------ Supplied records

PR #871, opened 2021-04-23
fix: Prevent NullPointerException when Throwable.getMessage returns null

aababilov:
Throwable.getMessage() can return null but ImmutableMap may not keep
nulls, so we store "" instead.

We pass an exception instance to the constructors for convenience.

Note that ThreadInterruptedError was not updated since we plan to remove
it.


aababilov:
@lionel-nj 

Updated to resolve merge conflicts.

barbeau (approved):
Thanks @aababilov!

------------

**Task instructions**. Give the number of lines in the listing above that hold the string "Throwable", with nothing else.

**Response to the task**. 2